▲ ユン・チャンホ教授 ▲ シンチョル教授
【健康福祉ニュース】認知機能の低下や認知症のリスクを高める閉塞性睡眠時無呼吸症候群の具体的な発症経路が判明した。
ソウル大学盆唐病院神経内科のユン・チャンホ教授のチーム(高麗大学医学部ヒトゲノム研究所のシン・チョル教授、ハーバード大学医学部ベスイスラエル病院睡眠医学科のロバート・トーマス教授)は、閉塞性睡眠時無呼吸症候群は脳の老廃物排出機能の低下により認知機能低下を引き起こすと発表した。
ユン教授のチームは、睡眠時無呼吸症候群が認知機能低下につながる過程で「グリンファティック系」の機能低下が重要な役割を果たしていると推定し、韓国のゲノム疫学調査に参加した成人1110人を平均4.2年間観察することでこれを検証しようとした。
グリアリンパ系は、アルツハイマー病の原因となるβアミロイドをはじめ、脳内に蓄積するさまざまな老廃物を排出するシステムで、深い睡眠中に最も活発に働きます。

▲ 睡眠時無呼吸症候群の重症度と脳の老廃物排出システムである「グリアリンパ系」の活動の関係 = 睡眠時無呼吸症候群が重度になると、膠リンパ系の活動が低下する。
研究の結果、睡眠時無呼吸症候群の患者は、MRIで観察されるグリアリンパ系の活動指数(DTI-ALPSスコア)が有意に低く、人や情景の覚えやすさを評価する「視覚記憶スコア」も有意に低下していることが確認された。

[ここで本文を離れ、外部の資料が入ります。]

PR #149, opened 2025-02-28
SHARD-1875: collectCycleData: only consider incoming cycle for processing

ahmxdiqbal:


urnotsam (dismissed):

kun6fup4nd4 (dismissed):

urnotsam (approved):

src/Data/Data.ts
```diff
@@ -357,14 +357,18 @@ export function collectCycleData(
 ): void {
   for (const cycle of cycleData) {
     // Logger.mainLogger.debug('Cycle received', cycle.counter, senderInfo)
+    let cycleToSave = []
+
+    if (NodeList.activeListByIdSorted.length > 0) {
+      const [ip, port] = senderInfo.split(':')
+      const isInActiveNodes = NodeList.activeListByIdSorted.some(node => node.ip === ip && node.port.toString() === port)
+      const isInActiveArchivers = State.activeArchivers.some(archiver => archiver.ip === ip && archiver.port.toString() === port)
+      if (!isInActiveNodes && !isInActiveArchivers) break
```
aniketdivekar, line 366: - why are we breaking the loop? shouldn't we continue to next cycle?

- nitpick: this logic is independent of of cycle obj... can be done only once right before the loop(unless `NodeList.activeListByIdSorted` or `State.activeArchivers` are updated in this loop.)

- nitpick: we added `NodeList.activeListByIdSorted.length > 0` but why no `State.activeArchivers.length` check?

(I don't have full understanding of this flow)

ahmxdiqbal: 1. if we dont trust the sender, there is no point iterating over the rest of the elements in the list, since the list is input.
2. Youre right, the logic would be the same, but it makes more sense to move it out of the loop
3. We only added the Nodelist check since it was needed to get the network to start. We could also add the archiver length check, but i didnt do it since it wasnt needed

ahmxdiqbal: looking at the code again, for point 2, i think we can keep the sender info check where it is. if the info is invalid, we'll break out of the loop anyways. we wont even have to make the check a 2nd time. in any case, its just a refactor, lmk if you want to do it

aniketdivekar (approved):

PR #152, opened 2025-03-07
SHARD-1923: Use cert scores to determine which cycle received from subscribed nodes to save 

ahmxdiqbal:


src/Data/Cycles.ts
```diff
@@ -267,7 +268,7 @@ function updateNodeList(cycle: P2PTypes.CycleCreatorTypes.CycleData): void {
 
   NodeList.addNodes(NodeList.NodeStatus.SYNCING, consensorInfos)
 
-  NodeList.setStatus(NodeList.NodeStatus.ACTIVE, activatedPublicKeys)
+  NodeList.setStatus(NodeList.NodeStatus.ACTIVE, activatedPublicKeys);
```
aniketdivekar: nitpick: prettier removed `;` if I am correct
```suggestion
  NodeList.setStatus(NodeList.NodeStatus.ACTIVE, activatedPublicKeys)
```

src/Data/Data.ts
```diff
@@ -758,10 +779,10 @@ export async function subscribeNodeFromThisSubset(nodeList: NodeList.ConsensusNo
   }
   if (subscribedNodesFromThisSubset.length > numberOfNodesToSubsribe) {
     // If there is more than one subscribed node from this subset, unsubscribe the extra ones
-    for (const publicKey of subscribedNodesFromThisSubset.splice(numberOfNodesToSubsribe)) {
-      Logger.mainLogger.debug('Unsubscribing extra node from this subset', publicKey)
-      unsubscribeDataSender(publicKey)
-    }
+    // for (const publicKey of subscribedNodesFromThisSubset.splice(numberOfNodesToSubsribe)) {
```
urnotsam: please remove dead code

src/Data/Data.ts
```diff
@@ -352,104 +354,123 @@ export function initSocketClient(node: NodeList.ConsensusNodeInfo): void {
 }
 
 export function collectCycleData(
-  cycleData: P2PTypes.CycleCreatorTypes.CycleData[],
+  cycleData: any[],
```
urnotsam: If the CycleData no longer is applicable can we create a new typing to support the new cycleData structure

src/Data/Data.ts
```diff
@@ -2237,3 +2258,63 @@ async function downloadOldCycles(
...
+    const cleanCert: P2PTypes.CycleCreatorTypes.CycleCert = {
+      marker: cert.marker,
+      sign: cert.sign,
+    }
+    // this has to be disabled until nodelist hashes are set in Q3 in core
+    if (cleanCert.marker !== inpMarker) {
+      Logger.mainLogger.warn('validateCerts: cleanCert.marker did not match inpMarker')
+      return false
+    }
+    if (NodeList.activeListByIdSorted.some(node => node.publicKey === cleanCert.sign.owner) === false) {
```
aniketdivekar, line 2296: is the comparison of output of .some to false correct?

src/Data/Data.ts
```diff
@@ -2237,3 +2258,63 @@ async function downloadOldCycles(
...
+  //console.log('certs:', certs)
+  // look into sign malleability
+  for (const cert of certs) {
+    if (certSigners.has(cert.sign.owner)) continue
+    const cleanCert: P2PTypes.CycleCreatorTypes.CycleCert = {
+      marker: cert.marker,
+      sign: cert.sign,
+    }
+    // this has to be disabled until nodelist hashes are set in Q3 in core
+    if (cleanCert.marker !== inpMarker) {
```
aniketdivekar, line 2292: we are just returning false from here.. what's the purpose? 

as I see the flow =>
* there is a set of markers
* we check if owner is already part of it, if not we continue to next
* we now create a new object and then compare its marker to input marker, 
* if it doesn't match we simply return, but shouldn't we be checking for rest of the certs to check if any of them matching with inpMarker? or do we require that all cert.marker should match inpMarker? 

would be great to have some write up on top of the method telling purpose & logic of the method

src/Data/Data.ts
ahmxdiqbal: yes, since we want to return if the signer is not an active node

src/Data/Data.ts
ahmxdiqbal: the certs are supposed to be the top certs for that marker. if the marker in the cert doesn't contain the same mark as the marker, then it is not a valid cert for this marker. The situation where an honest node will have certs were the markers of its certs are different doesn't seem possible, so i don't see the point in checking if the other certs have valid values. I don't want to carve out an exception for a case only a malicious node would trigger. I could do as you say and check other certs in case one of their markers doesnt match in secure way, but i cant think of a reason to

src/Data/Data.ts
afostr: I think we need to put that check behind an archiver config flag due to how the restore process works a bit differently.

afostr: in restore , the seed note may not go active for like 50 cycles

src/Data/Data.ts
```diff
@@ -759,10 +780,10 @@ export async function subscribeNodeFromThisSubset(nodeList: NodeList.ConsensusNo
   }
   if (subscribedNodesFromThisSubset.length > numberOfNodesToSubsribe) {
     // If there is more than one subscribed node from this subset, unsubscribe the extra ones
-    for (const publicKey of subscribedNodesFromThisSubset.splice(numberOfNodesToSubsribe)) {
-      Logger.mainLogger.debug('Unsubscribing extra node from this subset', publicKey)
-      unsubscribeDataSender(publicKey)
-    }
+    // for (const publicKey of subscribedNodesFromThisSubset.splice(numberOfNodesToSubsribe)) {
```
urnotsam: im not sure why this is commented out.  doesnt seem to have anything to do with cert score changes

src/Data/Data.ts
ahmxdiqbal: done

src/Data/Data.ts
ahmxdiqbal: i wasa dev change, undid it

src/Data/Data.ts
ahmxdiqbal: added the comments btw

urnotsam (dismissed):

aniketdivekar (dismissed):

src/Data/Data.ts
```diff
@@ -352,104 +354,123 @@
...
-      if (value['receivedTimes'] >= minCycleConfirmations) {
-        cycleToSave.push(receivedCycleTracker[cycle.counter][cycle.marker].cycleInfo)
-        value['saved'] = true
       }
-    }
 
-    if (cycleToSave.length > 0) {
-      processCycles(cycleToSave)
+      processCycles([receivedCycleTracker[cycle.counter][bestMarker].cycleInfo])
+      receivedCycleTracker[cycle.counter]['saved'] = true
```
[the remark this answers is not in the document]
mssabr01: This looks valid to me. Please check that cycle.counter is a number before using it to index into receivedCycleTracker, or show where it is previous validated. I don't see ajv between receiving this data and this line yet

src/Config.ts
```diff
@@ -249,6 +250,7 @@ let config: Config = {
   maxRecordsPerRequest: 200,
   multisigKeysSyncFromNetworkInternal: 600,
   minCycleConfirmationsToSave: -1,
+  nerfNonFoundationCertScores: false,
```
mssabr01: Should this be true? Default config should be what we are looking to run on mainnet

mssabr01 (changes requested):

src/Config.ts
urnotsam: its currently set to false on server side.  these should match.  Will get confirmation on what this should be

src/Data/Data.ts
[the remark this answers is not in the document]
urnotsam: if (!validateCycleData(cycle))

we validate that its a number here

mssabr01 (approved):

urnotsam (approved):

aniketdivekar (approved):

睡眠時無呼吸が認知機能低下を直接引き起こすというよりも、グリアリンパ系機能の低下を介した間接的な経路の方が大きな影響を及ぼしたと解釈できます。
特に睡眠時無呼吸症候群が重症化するにつれてこのパターンは強くなり、逆に気道陽圧治療や生活習慣の改善により睡眠時無呼吸症候群が改善した患者さんでは、グリアリンパ系の活動や記憶力が回復する傾向がありました。
この研究は、睡眠時無呼吸が睡眠中の脳の老廃物排出機能の低下を引き起こし、最終的に認知機能の低下につながる因果経路を確認したという点で意義がある。また、睡眠時無呼吸症候群患者の認知症予防には気道陽圧治療などの積極的な介入が必要であることも示唆されており、今後の治療ガイドライン作成の重要な基礎となることが期待される。

▲ グリアリンパ系の活動と視覚記憶の関係。活動が低下すると、視覚的記憶も低下します。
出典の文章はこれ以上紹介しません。